PR #3204, opened 2020-09-23
do not use >1 threads for velveth in velveloptimizer

bernt-matthias:
velvetoptimizer runs with `-t` already multithreaded (one for each k).
with `OMP_NUM_THREADS` > 1 also each velveth run will be multithreaded.

so overall CPUs are overutilized.

removed `export OMP_THREAD_LIMIT=1` because otherwise the tool gets
stuck.

FOR CONTRIBUTOR:

### DIFF
--- a/tools/velvet_optimiser/velvetoptimiser.xml
+++ b/tools/velvet_optimiser/velvetoptimiser.xml
@@ -6,7 +6,8 @@
     </requirements>
     <version_command>VelvetOptimiser.pl --version</version_command>
     <command detect_errors="exit_code"><![CDATA[
-        export OMP_NUM_THREADS=$advanced.velveth_threads &&
+        export OMP_NUM_THREADS=1 &&
+        ## export OMP_THREAD_LIMIT=1 &&
         VelvetOptimiser.pl
             -t "\${GALAXY_SLOTS:-1}"
             -s $start_kmer
@@ -110,7 +111,6 @@
             <param name="velvetg_opts" type="text" value="" label="Other velvetg options" help="Add any other required velvetg options from the advanced set"/>
             <param name="minCutoff" type="integer" value="0" label="Minimum coverage cutoff" help="The minimum coverage cutoff to consider in the optimisation"/>
             <param name="maxCutoff" type="float" value="0.8" label="Maximum coverage cutoff" help="The maximum coverage cutoff to consider expressed as a fraction of the calculated expected coverage."/>
-            <param name="velveth_threads" type="integer" value="1" min="1" label="Number of threads used by each velvet run" help="vetvetoptimizer is running multiple velvet calls in parallel. By using values greater one for this option also the separate velvet runs will run multithreaded. Note that this will lead to overutilization of the available CPUs."/>
         </section>
     </inputs>
 
--- a/tools/velvet_optimiser/velvetoptimiser.xml
+++ b/tools/velvet_optimiser/velvetoptimiser.xml
@@ -6,8 +6,7 @@
     </requirements>
     <version_command>VelvetOptimiser.pl --version</version_command>
     <command detect_errors="exit_code"><![CDATA[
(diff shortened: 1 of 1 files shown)


tools/velvet_optimiser/velvetoptimiser.xml
```diff
@@ -1,13 +1,13 @@
...
     <description>Automatically optimize Velvet assemblies</description>
     <requirements>
         <requirement type="package" version="1.2.10">velvet</requirement>
         <requirement type="package" version="2.2.6">perl-velvetoptimiser</requirement>
     </requirements>
     <version_command>VelvetOptimiser.pl --version</version_command>
     <command detect_errors="exit_code"><![CDATA[
-        export OMP_NUM_THREADS=2 &&
-        export OMP_THREAD_LIMIT=2 &&
+        export OMP_NUM_THREADS=1 &&
```
mvdbeek, line 9: Shouldn't this be `"\${GALAXY_SLOTS:-1}" or "\${OMP_NUM_THREADS:-1}" ? Don't know if GALAXY_SLOTS is a good proxy, but ideally admins can override the default.

bernt-matthias: There are two levels of parallelization here. 

1. velveth (which is called internally): the number of threads is controlled via environment variable  `OMP_NUM_THREADS` that needs to be set (I recall that not setting it leads to using max number of CPUs)
2. VelvetOptimiser starts multiple threads (one per value of k) which is controlled via `-t`

Previously both levels of parallelization were used. Leading to overutilization by a factor of 2.

So we can either 

- use `-t "${GALAXY_SLOTS:-1}"` or and set `OMP_NUM_THREADS` to 1 OR
- the opposite (i.e. `-t 1` and `OMP_NUM_THREADS="${GALAXY_SLOTS:-1}"`)

mvdbeek: I see. I guess in this case it makes more sense to do what you're doing, but maybe make the `OMP_NUM_THREADS ` / `OMP_THREAD_LIMIT ` configurable with a default of 1 ? And maybe add this as a comment, that may come in handy in the future.

bernt-matthias: Comment is no problem.

Configurable by the user? Or do you have something else in mind?

Slugger70: Hey @bernt-matthias, I actually use the OMP_NUM_THREADS when we use VelvetOptimiser (though we only use it for training as it is a very old assembler with much better and newer ones available). So I agree with Marius, I'd prefer it to be configurable by the user.

bernt-matthias: OK. Did so as an advanced option.

bgruening:
Offering this to a user is not a good idea imho. No one knows what to do with that, isn't it?

bernt-matthias:
> Offering this to a user is not a good idea imho.

I also think so. I think we should decide for one of the two or we need to balance, e.g. using two threads for each velvet call and use `-t GALAXY_SLOTS / 2`

tools/velvet_optimiser/velvetoptimiser.xml
bernt-matthias: @Slugger70 would it be fine with you to fix `OMP_NUM_THREADS` to one. You would still be able to use multiple threads (i.e. multiple parallel runs of velvet). 

Alternatively I would suggest that I add a check if OMP_NUM_THREADS is set and if not set it to one. Thereby the admin would be able to set it via an environment variable.

bernt-matthias:
Anyone wants to decide on this one?

bgruening (approved):

bernt-matthias:
I'm going to merge this if nobody objects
■ ■ ■ ■ ■ ■ ■
__What is expected__
Could you work out how many lines above contain the string "label"? Answer with the number only.

__Exercise result__
4